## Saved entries
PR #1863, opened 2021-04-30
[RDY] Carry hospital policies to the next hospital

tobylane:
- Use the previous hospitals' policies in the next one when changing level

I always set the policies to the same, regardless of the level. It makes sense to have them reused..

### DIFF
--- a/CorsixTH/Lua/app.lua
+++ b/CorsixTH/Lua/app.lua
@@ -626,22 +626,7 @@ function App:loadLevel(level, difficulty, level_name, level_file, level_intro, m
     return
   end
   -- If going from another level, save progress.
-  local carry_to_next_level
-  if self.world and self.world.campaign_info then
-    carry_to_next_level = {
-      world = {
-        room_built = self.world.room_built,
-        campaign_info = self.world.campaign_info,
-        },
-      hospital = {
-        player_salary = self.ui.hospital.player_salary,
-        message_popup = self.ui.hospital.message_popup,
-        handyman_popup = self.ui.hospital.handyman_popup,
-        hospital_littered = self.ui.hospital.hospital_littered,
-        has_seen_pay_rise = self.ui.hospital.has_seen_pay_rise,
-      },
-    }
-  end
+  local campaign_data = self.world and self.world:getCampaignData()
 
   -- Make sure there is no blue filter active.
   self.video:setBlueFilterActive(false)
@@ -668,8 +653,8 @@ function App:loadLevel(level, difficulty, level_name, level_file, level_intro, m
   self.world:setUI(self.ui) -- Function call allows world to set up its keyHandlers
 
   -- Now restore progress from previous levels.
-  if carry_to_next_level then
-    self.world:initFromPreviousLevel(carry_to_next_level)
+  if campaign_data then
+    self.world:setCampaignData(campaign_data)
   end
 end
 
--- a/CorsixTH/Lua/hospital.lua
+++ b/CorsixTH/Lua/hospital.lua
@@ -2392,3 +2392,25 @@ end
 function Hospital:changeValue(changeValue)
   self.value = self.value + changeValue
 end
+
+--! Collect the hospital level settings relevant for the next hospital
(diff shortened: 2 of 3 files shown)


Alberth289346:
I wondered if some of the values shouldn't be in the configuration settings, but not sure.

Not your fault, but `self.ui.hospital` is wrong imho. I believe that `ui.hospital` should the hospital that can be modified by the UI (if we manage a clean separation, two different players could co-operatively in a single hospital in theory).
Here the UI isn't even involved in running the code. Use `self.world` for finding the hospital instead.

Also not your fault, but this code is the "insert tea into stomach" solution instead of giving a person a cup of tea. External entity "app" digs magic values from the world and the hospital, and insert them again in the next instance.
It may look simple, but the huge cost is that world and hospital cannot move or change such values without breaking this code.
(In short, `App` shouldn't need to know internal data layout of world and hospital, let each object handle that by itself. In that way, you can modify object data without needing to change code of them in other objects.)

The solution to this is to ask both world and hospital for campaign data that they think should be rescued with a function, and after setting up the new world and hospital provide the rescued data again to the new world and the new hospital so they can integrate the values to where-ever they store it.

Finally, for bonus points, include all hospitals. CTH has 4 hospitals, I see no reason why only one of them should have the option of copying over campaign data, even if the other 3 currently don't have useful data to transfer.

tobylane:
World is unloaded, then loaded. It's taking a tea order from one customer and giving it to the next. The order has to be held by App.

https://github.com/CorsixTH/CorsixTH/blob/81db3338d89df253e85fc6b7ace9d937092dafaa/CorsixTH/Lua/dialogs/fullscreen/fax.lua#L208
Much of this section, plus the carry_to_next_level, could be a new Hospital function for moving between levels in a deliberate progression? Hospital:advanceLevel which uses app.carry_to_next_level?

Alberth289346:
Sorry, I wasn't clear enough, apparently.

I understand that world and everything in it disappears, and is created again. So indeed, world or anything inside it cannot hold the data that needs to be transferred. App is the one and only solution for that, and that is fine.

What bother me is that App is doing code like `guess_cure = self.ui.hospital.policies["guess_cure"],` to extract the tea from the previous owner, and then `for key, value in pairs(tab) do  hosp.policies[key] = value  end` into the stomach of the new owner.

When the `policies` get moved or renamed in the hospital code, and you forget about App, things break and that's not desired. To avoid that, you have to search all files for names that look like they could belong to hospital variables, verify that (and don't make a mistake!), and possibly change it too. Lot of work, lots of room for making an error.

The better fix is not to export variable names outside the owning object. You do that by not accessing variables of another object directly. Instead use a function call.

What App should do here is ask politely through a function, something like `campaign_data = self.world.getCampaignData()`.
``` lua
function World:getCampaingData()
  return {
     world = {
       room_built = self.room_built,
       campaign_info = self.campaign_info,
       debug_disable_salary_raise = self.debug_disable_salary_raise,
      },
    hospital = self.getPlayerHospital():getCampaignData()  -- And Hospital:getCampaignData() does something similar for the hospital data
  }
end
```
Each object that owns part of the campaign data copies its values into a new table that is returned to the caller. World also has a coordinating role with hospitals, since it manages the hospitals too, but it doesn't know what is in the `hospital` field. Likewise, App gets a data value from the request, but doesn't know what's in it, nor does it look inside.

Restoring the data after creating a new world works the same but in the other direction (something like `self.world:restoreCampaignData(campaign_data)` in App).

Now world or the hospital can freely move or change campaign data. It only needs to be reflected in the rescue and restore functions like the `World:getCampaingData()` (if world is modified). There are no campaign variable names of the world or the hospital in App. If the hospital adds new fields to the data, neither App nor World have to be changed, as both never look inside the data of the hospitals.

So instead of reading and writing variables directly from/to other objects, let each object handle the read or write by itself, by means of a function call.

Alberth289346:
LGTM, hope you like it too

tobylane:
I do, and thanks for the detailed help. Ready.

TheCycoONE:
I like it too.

## YOUR INSTRUCTIONS
The entries shown above should be copied out word for word.

## EXERCISE RESULT
PR #1863, opened 2021-04-30
[RDY] Carry hospital policies to the next hospital

tobylane:
- Use the previous hospitals' policies in the next one when changing level

I always set the policies to the same, regardless of the level. It makes sense to have them reused..

### DIFF
--- a/CorsixTH/Lua/app.lua
+++ b/CorsixTH/Lua/app.lua
@@ -626,22 +626,7 @@ function App:loadLevel(level, difficulty, level_name, level_file, level_intro, m
     return
   end
   -- If going from another level, save progress.
-  local carry_to_next_level
-  if self.world and self.world.campaign_info then
-    carry_to_next_level = {
-      world = {
-        room_built = self.world.room_built,
-        campaign_info = self.world.campaign_info,
-        },
-      hospital = {
-        player_salary = self.ui.hospital.player_salary,
-        message_popup = self.ui.hospital.message_popup,
-        handyman_popup = self.ui.hospital.handyman_popup,
-        hospital_littered = self.ui.hospital.hospital_littered,
-        has_seen_pay_rise = self.ui.hospital.has_seen_pay_rise,
-      },
-    }
-  end
+  local campaign_data = self.world and self.world:getCampaignData()
 
   -- Make sure there is no blue filter active.
   self.video:setBlueFilterActive(false)
@@ -668,8 +653,8 @@ function App:loadLevel(level, difficulty, level_name, level_file, level_intro, m
   self.world:setUI(self.ui) -- Function call allows world to set up its keyHandlers
 
   -- Now restore progress from previous levels.
-  if carry_to_next_level then
-    self.world:initFromPreviousLevel(carry_to_next_level)
+  if campaign_data then
+    self.world:setCampaignData(campaign_data)
   end
 end
 
--- a/CorsixTH/Lua/hospital.lua
+++ b/CorsixTH/Lua/hospital.lua
@@ -2392,3 +2392,25 @@ end
 function Hospital:changeValue(changeValue)
   self.value = self.value + changeValue
 end
+
+--! Collect the hospital level settings relevant for the next hospital
(diff shortened: 2 of 3 files shown)


Alberth289346:
I wondered if some of the values shouldn't be in the configuration settings, but not sure.

Not your fault, but `self.ui.hospital` is wrong imho. I believe that `ui.hospital` should the hospital that can be modified by the UI (if we manage a clean separation, two different players could co-operatively in a single hospital in theory).
Here the UI isn't even involved in running the code. Use `self.world` for finding the hospital instead.

Also not your fault, but this code is the "insert tea into stomach" solution instead of giving a person a cup of tea. External entity "app" digs magic values from the world and the hospital, and insert them again in the next instance.
It may look simple, but the huge cost is that world and hospital cannot move or change such values without breaking this code.
(In short, `App` shouldn't need to know internal data layout of world and hospital, let each object handle that by itself. In that way, you can modify object data without needing to change code of them in other objects.)

The solution to this is to ask both world and hospital for campaign data that they think should be rescued with a function, and after setting up the new world and hospital provide the rescued data again to the new world and the new hospital so they can integrate the values to where-ever they store it.

Finally, for bonus points, include all hospitals. CTH has 4 hospitals, I see no reason why only one of them should have the option of copying over campaign data, even if the other 3 currently don't have useful data to transfer.

tobylane:
World is unloaded, then loaded. It's taking a tea order from one customer and giving it to the next. The order has to be held by App.

https://github.com/CorsixTH/CorsixTH/blob/81db3338d89df253e85fc6b7ace9d937092dafaa/CorsixTH/Lua/dialogs/fullscreen/fax.lua#L208
Much of this section, plus the carry_to_next_level, could be a new Hospital function for moving between levels in a deliberate progression? Hospital:advanceLevel which uses app.carry_to_next_level?

Alberth289346:
Sorry, I wasn't clear enough, apparently.

I understand that world and everything in it disappears, and is created again. So indeed, world or anything inside it cannot hold the data that needs to be transferred. App is the one and only solution for that, and that is fine.

What bother me is that App is doing code like `guess_cure = self.ui.hospital.policies["guess_cure"],` to extract the tea from the previous owner, and then `for key, value in pairs(tab) do  hosp.policies[key] = value  end` into the stomach of the new owner.

When the `policies` get moved or renamed in the hospital code, and you forget about App, things break and that's not desired. To avoid that, you have to search all files for names that look like they could belong to hospital variables, verify that (and don't make a mistake!), and possibly change it too. Lot of work, lots of room for making an error.

The better fix is not to export variable names outside the owning object. You do that by not accessing variables of another object directly. Instead use a function call.

What App should do here is ask politely through a function, something like `campaign_data = self.world.getCampaignData()`.
``` lua
function World:getCampaingData()
  return {
     world = {
       room_built = self.room_built,
       campaign_info = self.campaign_info,
       debug_disable_salary_raise = self.debug_disable_salary_raise,
      },
    hospital = self.getPlayerHospital():getCampaignData()  -- And Hospital:getCampaignData() does something similar for the hospital data
  }
end
```
Each object that owns part of the campaign data copies its values into a new table that is returned to the caller. World also has a coordinating role with hospitals, since it manages the hospitals too, but it doesn't know what is in the `hospital` field. Likewise, App gets a data value from the request, but doesn't know what's in it, nor does it look inside.

Restoring the data after creating a new world works the same but in the other direction (something like `self.world:restoreCampaignData(campaign_data)` in App).

Now world or the hospital can freely move or change campaign data. It only needs to be reflected in the rescue and restore functions like the `World:getCampaingData()` (if world is modified). There are no campaign variable names of the world or the hospital in App. If the hospital adds new fields to the data, neither App nor World have to be changed, as both never look inside the data of the hospitals.

So instead of reading and writing variables directly from/to other objects, let each object handle the read or write by itself, by means of a function call.

Alberth289346:
LGTM, hope you like it too

tobylane:
I do, and thanks for the detailed help. Ready.

TheCycoONE:
I like it too.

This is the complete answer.